Story Mapping

With a potential team in place and agreement on the problem’s relevance, we can start the Story Mapping. A team can use Story Mapping during discovery, but now it will reach the limits of shared understanding to build it together.

Though Story Mapping is central to this process, that’s a version of it that works well for my purposes. Here’s a video and an info graphic by Jeff Patton summarizing it on its original proposition.

Let’s look at the final representation we will have at the end of a project. I will describe how it evolves. I’m using a custom diagram here, but software like Miro offers a template.

It is read from left to right, with a temporal interpretation. The top two rows are the backbone. The first row is a high-level perfect user journey on how what we are building will work. The following row breaks it into stages that start to make sense for developers. The first block of stories defines the first release. The subsequent blocks are the next releases.

Abstracting, we can expect the following movement.

I will present the details of the process and discuss the logistics more precisely in a later section focusing on the role of the facilitator.

The “User” of the “User Story Mapping”

I’ve been omitting the “User” from “User Story Mapping”. Data Science Projects involve different users, just as software in general. You might solve a single pain from an internal user or team, use a tool to systematically address pain from multiple internal users, or solve an external user task.

An example for the first case: a team needs to decide if they offer a subscription discount and how much they should offer. They are the customers of a solution that uses Machine Learning to accomplish it. Many times, some of them will also be developers since you want to deliver the end-to-end solution, and it will hardly get to decision-making without work from the team benefiting.
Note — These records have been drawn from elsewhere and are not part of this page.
PR #2195, opened 2020-04-12
add startup benchmark

Eomm:
Starting from #2179 : it would be interesting adding a startup bench to check improvements to this phase. For example, I'm really curious to verify in `next` the changes made on the validation flow since the boost exists only in theory right now.

This is a quick demo that generates random schemas as the worst case in the universe, but we should define a set of "common used" schemas to tests, so I think we should define these tests:

- [ ] app with X routes without schema
- [ ] app with X routes and X schema for `body` and `Y` for `response` using shared schema
- [ ] app with X routes and X schema for `body` and `Y` for `response` **without** using shared schema
- more?

WDYT?

#### Checklist

### DIFF
--- a/tools/startup-benchmark.js
+++ b/tools/startup-benchmark.js
@@ -1,0 +1,74 @@
+'use strict'
+
+const benchmark = require('benchmark')
+const suite = new benchmark.Suite()
+
+const S = require('fluent-schema')
+const Fastify = require('../fastify')
+
+let lastSchema = null
+const typeGen = getSchemaType()
+const handler = async () => 'hello'
+
+const suiteBuilder = [
+  { routes: 1 },
+  { routes: 100 },
+  { routes: 1000 }
+]
+
+suiteBuilder.forEach(({ routes }) => {
+  const f = Fastify()
+
+  for (let i = 0; i < routes; i++) {
+    f.post(`/${i}`, { schema: genSchema(), handler })
+  }
+
+  suite.add(`instance with ${routes} routes`, function (deferred) {
+    f.ready(() => {
+      deferred.resolve()
+    })
+  }, { defer: true })
+})
+
+suite.on('cycle', cycle)
+
+suite.run()
+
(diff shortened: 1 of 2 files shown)


tools/startup-benchmark.js
```diff
@@ -0,0 +1,74 @@
...
+
+  const built = schema.valueOf()
+  const schemaConfig = fields.reduce((schema, field) => {
+    if (field === 'response') {
+      schema[field] = { 200: built }
+    } else {
+      schema[field] = built
+    }
+    return schema
+  }, {})
```
mcollina, line 59: There are currently 2 fields and there is an `if` for one of them. Could you please remove the reduce?

tools/startup-benchmark.js
```diff
@@ -0,0 +1,74 @@
...
+  if (keepOld && lastSchema) {
+    return lastSchema
+  }
+
+  const schema = S.object()
+  while (prop-- > 0) {
+    schema.prop(`random-${prop}-${Math.round(Math.random() * 1000)}`, typeGen.next().value)
+  }
+
+  const built = schema.valueOf()
```
mcollina, line 51: Should fluent-schema be part of the bench?

tools/startup-benchmark.js
```diff
@@ -0,0 +1,74 @@
...
+      schema[field] = built
+    }
+    return schema
+  }, {})
+
+  lastSchema = schemaConfig
+  return lastSchema
+}
+
+function * getSchemaType () {
```
mcollina, line 65: nice use of a generator!

delvedor:

tools/startup-benchmark.js
Eomm: I would avoid testing fluent-schema also since not all the users use it and it could impact the results (a little bit)

Eomm:
Dear stalebot, I will complete this PR soon 🤣

PR #2212, opened 2020-04-21
Update Ecosystem.md

thorough-developer:
Adding a new community plugin to the list

#### Checklist


thorough-developer:
> Consider removing the package-lock because it is not released within the module and it could impact your CI hiding errors

Are you talking about specifically in fastify-http-context? Can you give me an example of what may happen. (I've gotten burned in the past by not having a package-lock due to some developers not following true semver patterns causing breaking changes without it, at least for development)

jsumners:
`package-lock.json` provides no benefit to libraries. When your library is `npm installed` into another project, the lock file in your library is ignored.

thorough-developer:
> `package-lock.json` provides no benefit to libraries. When your library is `npm installed` into another project, the lock file in your library is ignored.

I completely agree! What I'm curious about though is how this would affect local development? If someone wants to fork, does it not serve a benefit to developers to know that what is installed is guaranteed to pass all tests, etc (once again given that some libraries don't strictly adhere to semver rules). Or am I overthinking this and it isn't as important as I think it is?

thorough-developer:
Just read a pretty good article about this and I see what you guys are saying. Removing now as this makes much more sense. Thanks for sharing!

PR #2218, opened 2020-04-22
fix #2214

### LINKED ISSUE #2214: Error with `content-lenght` header
## 🐛 Bug Report

If in a async handler, an error is thrown and `headers` property contains `content-length` key, the response header `content-length` doesn't match the real response body length

## To Reproduce

```js
'use strict'
const assert = require('assert')
const fastify = require('./fastify')({ log: { level: 'trace' } })

  const error = new Error('MY_ERROR_MESSAGE')
  error.headers = {
    'content-length': 2
  }
  throw error
})

fastify.inject({
  method: 'GET',
  path: '/'
})
  .then(response => {
    assert.strictEqual(response.headers['content-length'], response.rawPayload.length)
  })

```

## Expected behavior

The response `content-length` should not be propagated to 

## Your Environment

- *node version*: v12.16.1
- *fastify version*: = 2.13.1
- *os*: Mac

allevo:
#### Checklist

See #2215 also

### DIFF
--- a/lib/reply.js
+++ b/lib/reply.js
@@ -476,13 +476,13 @@ function handleError (reply, error, cb) {
   })
   flatstr(payload)
   reply[kReplyHeaders]['content-type'] = CONTENT_TYPE.JSON
+  reply[kReplyHeaders]['content-length'] = '' + Buffer.byteLength(payload)
 
   if (cb) {
     cb(reply, payload)
     return
   }
 
-  reply[kReplyHeaders]['content-length'] = '' + Buffer.byteLength(payload)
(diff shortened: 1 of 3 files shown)


jsumners:
Tests fail on Node 6 -- https://github.com/fastify/fastify/pull/2218/checks?check_run_id=608769991#step:6:690

allevo:
> Tests fail on Node 6 -- https://github.com/fastify/fastify/pull/2218/checks?check_run_id=608769991#step:6:690

fixed. Thanks

PR #2230, opened 2020-04-26
Fixes uses of Typescript generics in Typescript documentation examples

campeis:
I was going trough the Typescript example in the Typescript documentation and I found the examples didn't compile because of an incorrect use of generics.

the anonymous function passed to preValidation also missed the "done" parameter.


campeis:
was using version 2.13.1
moved to version 3.0.0-alpha.1 and the original code now works correctly

PR #2233, opened 2020-04-27
http2: fix HEAD requests hanging

### LINKED ISSUE #1993: Under Nodejs v13.5.0, Fastify HTTP2.0 use .finished which could be true when .writableEnded is false
Maybe it is a nodejs bug, but in handleRequest.js:
function preValidationCallback (err, request, reply) {
  if (reply.sent === true || reply.res.**finished** === true) return
  if (err != null) {
    reply.send(err)
    return
  }
...
  if (reply.sent || reply.res.**finished** === true) return
  if (err != null) {
    reply.send(err)
    return
  }
...

when handle **HEAD** request, reply.res.**finished** will be true, but reply.res.**writableEnded** is false. 
use .finished would cause client pending because server early returns. 
I changed my node_modules/fastify source, use **writableEnded**, then everything is Ok.

Since .finished is Deprecated in Nodejs  v13.4.0, I think use .writableEnded (if it exists) is the right thing.

dnlup:
Fix HEAD requests hanging in Node version 10 and 13.5.0.
On these requests, the `preValidationCallback` and `preHandlerCallback`
were exiting prematurely because of `reply.raw.finished` being `true`
with the handler not having sent the response yet. Using `writableEnded`
where available and a combined check of the `writable` and `finished`
properties solved this problem.

Fix #1993

#### Checklist

### DIFF
--- a/lib/handleRequest.js
+++ b/lib/handleRequest.js
@@ -71,7 +71,10 @@ function handler (request, reply) {
 }
 
 function preValidationCallback (err, request, reply) {
-  if (reply.sent === true || reply.raw.finished === true) return
+  if (reply.sent === true ||
+    reply.writableEnded === true ||
+    (reply.raw.writable === false && reply.raw.finished === true)) return
+
   if (err != null) {
     reply.send(err)
     return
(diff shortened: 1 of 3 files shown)


mcollina:
Should this be backported to v2.x as well, right?

dnlup:
> Should this be backported to v2.x as well, right?

Yes, sorry, I missed that we are on version 3 now. I'll test it and open a PR against the v2.x branch if needed.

They are essential in the Story Mapping process.


Many tools can support Story Mapping, timeline, and work management. The tooling is not really important. Use whatever fits the team better and aligns with the company. A suggestion is to not use more than one if they are not integrated. For example, Miro can display Jira cards. So the team does not need to update information in two different tools. It is important to use at least one work management tool to keep track of all the epics, stories, tasks, their status, and who is developing them.